Stai usando i moduli net-wireless/broadcom-sta? Se la risposta è affermativa cosa torna il comando equery f net-wireless/broadcom-sta (se non hai il comando equery installa app-portage/gentoolkit) e uname -a?

----------

## GianGian2387

con il primo comando:

 *Quote:*   

> !!! No installed packages matching 'net-wirelessbroadcom-sta'
> 
> * Searching for net-wirelessbroadcom-sta...

 

con il secondo:

 *Quote:*   

> Linux 5.15.69-gentoo-dist #1 SMP x86 intel(R) Core(TM) i5-4288U CPU @2.60GHz GenuineIntel GNU/Linux

 

----------

## fedeliallalinea

 *GianGian2387 wrote:*   

>  *Quote:*   !!! No installed packages matching 'net-wirelessbroadcom-sta'
> 
> * Searching for net-wirelessbroadcom-sta... 

 

Questo vuol dire che non hai installato il pacchetto, quindi installalo e poi dai il comando modprobe wl.

----------

## GianGian2387

da live:

 *Quote:*   

> (chroot) ubuntu-studio / # emerge --ask net-wirelessbroadcom-sta
> 
>  * IMPORTANT: 10 news items need reading for repository 'gentoo'.
> 
>  * Use eselect news read to view new items.
> ...

 

----------

## fedeliallalinea

Questo succede perché stai usando il kernel 5.15.0-46-lowlatency ma hai selezionato il kernel 5.15.69-gentoo-dist.

Come vedi dall'output ha installato il modulo in /lib/modules/5.15.69-gentoo-dist/net/wireless/wl.ko ma quando fai modprobe lo cerca in /lib/modules/5.15.0-46-lowlatency.

----------

## GianGian2387

Per risolvere? Devo ricompilare il Kernel? Come dovrei fare?

----------

## fedeliallalinea

 *GianGian2387 wrote:*   

> Per risolvere? Devo ricompilare il Kernel?
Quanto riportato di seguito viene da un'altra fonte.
PR #235, opened 2026-08-04
fix jq path to match postgresql lax jsonpath for load-legacy-tests

willr3:
This fixes issue #230 by changing how jq operations are created for Horreum extractor paths. The new jq operations will check each key in a chain of keys to handle the auto array expansion that occurs in postgresql lax jsonpath.

### DIFF
--- a/src/test/java/io/hyperfoil/tools/h5m/cli/LoadLegacyTestsTest.java
+++ b/src/test/java/io/hyperfoil/tools/h5m/cli/LoadLegacyTestsTest.java
@@ -1,6 +1,14 @@
 package io.hyperfoil.tools.h5m.cli;
 
+import io.hyperfoil.tools.h5m.FreshDb;
+import io.hyperfoil.tools.h5m.api.Folder;
+import io.hyperfoil.tools.h5m.api.Upload;
+import io.hyperfoil.tools.h5m.entity.ValueEntity;
+import io.hyperfoil.tools.h5m.svc.ValueService;
+import io.hyperfoil.tools.jjq.JqProgram;
 import io.hyperfoil.tools.jjq.value.JqObject;
+import io.hyperfoil.tools.jjq.value.JqString;
+import io.hyperfoil.tools.jjq.value.JqValue;
 import io.hyperfoil.tools.jjq.value.JqValues;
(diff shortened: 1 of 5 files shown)


src/test/java/io/hyperfoil/tools/h5m/cli/LoadLegacyTestsTest.java
```diff
@@ -14,23 +22,119 @@
...
+    FolderService folderService;
+
+    @Inject
+    ValueService valueService;
+
+    @Inject
+    TransactionManager tm;
+
+    @Test
+    public void workers(){
```
stalep: This could be removed I think.

src/test/java/io/hyperfoil/tools/h5m/cli/LoadLegacyTestsTest.java
```diff
@@ -345,7 +449,7 @@ public void createNodesFromLabel_multi_extractor_single_param_direct_sources(){
         LoadLegacyTests.Extractor workload = new LoadLegacyTests.Extractor("workload","$.workload",false);
         LoadLegacyTests.Extractor results = new LoadLegacyTests.Extractor("results","$.results.*",true);
         LoadLegacyTests.Label label = new LoadLegacyTests.Label(-1,"Autobench",
-                "v => v[\"results\"].reduce((a,b) => a+b) / v[\"results\"].length",
+                "v => v[\"results\"].reduce((a,b) => a+b) / v[\"results\"].stop",
```
stalep: why was this changed?

stalep (commented):
Looks good, I just had two minor comments

src/test/java/io/hyperfoil/tools/h5m/cli/LoadLegacyTestsTest.java
willr3: because I failed with the scope of a variable rename and thought I fixed them all but missed one :)

src/test/java/io/hyperfoil/tools/h5m/cli/LoadLegacyTestsTest.java
willr3: removed along with the unused valueService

Come dovrei fare?

 

Posta per favore l'output dei comando uname -a, eselect kernel list e di ls -l /usr/src.

----------

## GianGian2387

 *Quote:*   

> 
> 
> uname:
> 
> Linux Sparrow5.15.69-gentoo-dist #1 SM Tue Sep 20 14:40:36 -00 2022 x86_64 Intel(R) Core(TM) 15-4288U CPU. @ 2:60GHZ GenuineIntel GNU/Linux
> ...

 

Ecco

----------

## oRDeX

@fedeliallalinea credo che il problema sia che sta usando una live, quindi il kernel lowlatency é quello della live, ma ovviamente il driver broadcom guarda cosa c'é in /usr/src per installarsi.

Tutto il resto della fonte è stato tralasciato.